_PROBLEM DETAILS_
Please write out the data exactly, line by line.

_PROVIDED RECORDS_
PR #1910, opened 2026-07-10
Dedupe content to its best-fit field across a screen (phase 2 of #1906)

### LINKED ISSUE #1906: Content repeated in multiple positions on screen
When a screen has the same feed subscribed to multiple fields, the same content can be rendered in duplicate fields. When there's not much content in the feed, this can result in the same piece of content being duplicated in multiple positions at the same time. This looks really bad.

Example @ https://demo.concerto-signage.org/frontend/2:

- Screen A is using the standard Blue Swoosh template with 4 fields
- Feed A is subscribed to 3 of those fields, everything except for Time.
- Feed A has a mix of large graphic (8.5 x 11 flyer) content suitable for the Main area and text content suitable for the Ticker or Sidebar,

Expected:
- Large graphics are rendered only in the Main area.
- Text content is rendered in either the Ticker or Sidebar, depending on it's size.

Reality:
- Graphics are rendered in both the Main area and the Sidebar.
- Long pieces of text are rendered in all 3 positions, sometimes all at the same time.

bamnet:
## What & why

Phase 2 (and the completing fix) for #1906 — content repeated in multiple positions on a screen. Builds on the `fit_score` groundwork from #1907.

Each field on a screen is rendered by an **independent, stateless request** to `Frontend::ContentController`. Nothing coordinated across fields, so when one feed was subscribed to (say) Main + Sidebar + Ticker, any content that fit all three rendered in all three at once — sometimes the same graphic or blurb in several positions simultaneously.

## Approach

Use the graded `fit_score` to assign each piece of content to the **single field where it fits best**, and render it only there:

- For the content in the current field, gather every field on the screen whose subscribed feed carries it (one `Submission … joins(feed: :subscriptions)` query).
- Score each candidate field via its position in the screen's template.
- The highest-scoring field wins; ties break by lowest field id.
- Keep the content in this field only if this field is the winner. Content that fits nowhere (positive score in no field) is dropped.

Because the winner is a **pure function of the screen's subscriptions + template**, every field's independent request computes the same answer — so content deterministically lands in exactly one field with no shared state or cross-request coordination.

Comparison is done by **field** (not position identity), which is robust to a request's `position_id` differing from the template's position for that field, and correct for the normal 1:1 field↔position case.

## Behavior change

`fetch_subscription_content` no longer gates on `should_render_in?(@position)` directly; the positive-fit requirement is now folded into the best-field selection (a field is only eligible if the content has a positive `fit_score` there). Net effect for a single-field subscription is unchanged; the new behavior only kicks in when a feed spans multiple fields.

## Testing

- New controller tests: content with a feed spanning Main + Sidebar dedupes to the better-fitting field (and each piece lands in exactly one); oversized content subscribed only to small fields is dropped everywhere while a well-sized piece still renders in its best field.
- All existing controller tests unchanged and passing.
- Full suite green (`bin/rails test`: 1075 runs, 0 failures), rubocop clean.

Closes #1906.

### DIFF
--- a/app/controllers/frontend/content_controller.rb
+++ b/app/controllers/frontend/content_controller.rb
@@ -36,16 +36,63 @@ class Frontend::ContentController < Frontend::ApplicationController
   def fetch_subscription_content
     subscriptions = @screen.subscriptions.where(field_id: @field.id)
 
-    # Build content items with subscription metadata and filter by position compatibility
-    content_items = subscriptions.flat_map do |subscription|
-      subscription.contents.active.filter_map do |content|
-        { content: content, subscription: subscription } if content.should_render_in?(@position)
+    items = subscriptions.flat_map do |subscription|
+      subscription.contents.active.map do |content|
+        { content: content, subscription: subscription }
       end
     end
+
+    # Dedupe across fields: when a feed is subscribed to several fields, keep
+    # each piece of content only in the field where it fits best so it isn't
+    # rendered in multiple positions at once. Content that fits nowhere on the
+    # screen is dropped.
+    best_field = best_field_by_content(items.map { |item| item[:content] })
+    content_items = items.select { |item| best_field[item[:content].id] == @field.id }
 
     # Apply ordering strategy (defaults to "random" if no config or blank strategy)
     strategy = @field_config&.ordering_strategy.presence || "random"
     orderer = ContentOrderers.for(strategy)
     orderer.call(content_items)
+  end
+
+  # Maps each content id to the field id on this screen where it fits best.
+  #
+  # A content's candidate fields are those whose subscribed feed carries it.
+  # Each field is scored via its position in the screen's template, and the
+  # highest-scoring field wins (ties broken by lowest field id). Because this
+  # only depends on the screen's subscriptions and template, every field's
+  # independent request computes the same winner, so content lands in exactly
+  # one field. Fields with no template position, or where the content has no
+  # positive fit, are not eligible.
+  def best_field_by_content(contents)
+    content_ids = contents.map(&:id).uniq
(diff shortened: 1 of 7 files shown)


app/controllers/frontend/content_controller.rb
```diff
@@ -36,16 +36,63 @@ def fetch_pinned_content
   def fetch_subscription_content
     subscriptions = @screen.subscriptions.where(field_id: @field.id)
 
-    # Build content items with subscription metadata and filter by position compatibility
-    content_items = subscriptions.flat_map do |subscription|
-      subscription.contents.active.filter_map do |content|
-        { content: content, subscription: subscription } if content.should_render_in?(@position)
```
bamnet, line 42: since we're no longer using `should_render_in?`, is that now dead code we can cleanup?

bamnet:
Observation: In my tests, a 162 character string is rendered in the Main position of standard Blue Swoosh. I'd expect this to land in the sidebar, since it's long but not that long.

app/controllers/frontend/content_controller.rb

_EXPECTED ANSWER_
PR #1910, opened 2026-07-10
Dedupe content to its best-fit field across a screen (phase 2 of #1906)

### LINKED ISSUE #1906: Content repeated in multiple positions on screen
When a screen has the same feed subscribed to multiple fields, the same content can be rendered in duplicate fields. When there's not much content in the feed, this can result in the same piece of content being duplicated in multiple positions at the same time. This looks really bad.

Example @ https://demo.concerto-signage.org/frontend/2:

- Screen A is using the standard Blue Swoosh template with 4 fields
- Feed A is subscribed to 3 of those fields, everything except for Time.
- Feed A has a mix of large graphic (8.5 x 11 flyer) content suitable for the Main area and text content suitable for the Ticker or Sidebar,

Expected:
- Large graphics are rendered only in the Main area.
- Text content is rendered in either the Ticker or Sidebar, depending on it's size.

Reality:
- Graphics are rendered in both the Main area and the Sidebar.
- Long pieces of text are rendered in all 3 positions, sometimes all at the same time.

bamnet:
## What & why

Phase 2 (and the completing fix) for #1906 — content repeated in multiple positions on a screen. Builds on the `fit_score` groundwork from #1907.

Each field on a screen is rendered by an **independent, stateless request** to `Frontend::ContentController`. Nothing coordinated across fields, so when one feed was subscribed to (say) Main + Sidebar + Ticker, any content that fit all three rendered in all three at once — sometimes the same graphic or blurb in several positions simultaneously.

## Approach

Use the graded `fit_score` to assign each piece of content to the **single field where it fits best**, and render it only there:

- For the content in the current field, gather every field on the screen whose subscribed feed carries it (one `Submission … joins(feed: :subscriptions)` query).
- Score each candidate field via its position in the screen's template.
- The highest-scoring field wins; ties break by lowest field id.
- Keep the content in this field only if this field is the winner. Content that fits nowhere (positive score in no field) is dropped.

Because the winner is a **pure function of the screen's subscriptions + template**, every field's independent request computes the same answer — so content deterministically lands in exactly one field with no shared state or cross-request coordination.

Comparison is done by **field** (not position identity), which is robust to a request's `position_id` differing from the template's position for that field, and correct for the normal 1:1 field↔position case.

## Behavior change

`fetch_subscription_content` no longer gates on `should_render_in?(@position)` directly; the positive-fit requirement is now folded into the best-field selection (a field is only eligible if the content has a positive `fit_score` there). Net effect for a single-field subscription is unchanged; the new behavior only kicks in when a feed spans multiple fields.

## Testing

- New controller tests: content with a feed spanning Main + Sidebar dedupes to the better-fitting field (and each piece lands in exactly one); oversized content subscribed only to small fields is dropped everywhere while a well-sized piece still renders in its best field.
- All existing controller tests unchanged and passing.
- Full suite green (`bin/rails test`: 1075 runs, 0 failures), rubocop clean.

Closes #1906.

### DIFF
--- a/app/controllers/frontend/content_controller.rb
+++ b/app/controllers/frontend/content_controller.rb
@@ -36,16 +36,63 @@ class Frontend::ContentController < Frontend::ApplicationController
   def fetch_subscription_content
     subscriptions = @screen.subscriptions.where(field_id: @field.id)
 
-    # Build content items with subscription metadata and filter by position compatibility
-    content_items = subscriptions.flat_map do |subscription|
-      subscription.contents.active.filter_map do |content|
-        { content: content, subscription: subscription } if content.should_render_in?(@position)
+    items = subscriptions.flat_map do |subscription|
+      subscription.contents.active.map do |content|
+        { content: content, subscription: subscription }
       end
     end
+
+    # Dedupe across fields: when a feed is subscribed to several fields, keep
+    # each piece of content only in the field where it fits best so it isn't
+    # rendered in multiple positions at once. Content that fits nowhere on the
+    # screen is dropped.
+    best_field = best_field_by_content(items.map { |item| item[:content] })
+    content_items = items.select { |item| best_field[item[:content].id] == @field.id }
 
     # Apply ordering strategy (defaults to "random" if no config or blank strategy)
     strategy = @field_config&.ordering_strategy.presence || "random"
     orderer = ContentOrderers.for(strategy)
     orderer.call(content_items)
+  end
+
+  # Maps each content id to the field id on this screen where it fits best.
+  #
+  # A content's candidate fields are those whose subscribed feed carries it.
+  # Each field is scored via its position in the screen's template, and the
+  # highest-scoring field wins (ties broken by lowest field id). Because this
+  # only depends on the screen's subscriptions and template, every field's
+  # independent request computes the same winner, so content lands in exactly
+  # one field. Fields with no template position, or where the content has no
+  # positive fit, are not eligible.
+  def best_field_by_content(contents)
+    content_ids = contents.map(&:id).uniq
(diff shortened: 1 of 7 files shown)


app/controllers/frontend/content_controller.rb
```diff
@@ -36,16 +36,63 @@ def fetch_pinned_content
   def fetch_subscription_content
     subscriptions = @screen.subscriptions.where(field_id: @field.id)
 
-    # Build content items with subscription metadata and filter by position compatibility
-    content_items = subscriptions.flat_map do |subscription|
-      subscription.contents.active.filter_map do |content|
-        { content: content, subscription: subscription } if content.should_render_in?(@position)
```
bamnet, line 42: since we're no longer using `should_render_in?`, is that now dead code we can cleanup?

bamnet:
Observation: In my tests, a 162 character string is rendered in the Main position of standard Blue Swoosh. I'd expect this to land in the sidebar, since it's long but not that long.

app/controllers/frontend/content_controller.rb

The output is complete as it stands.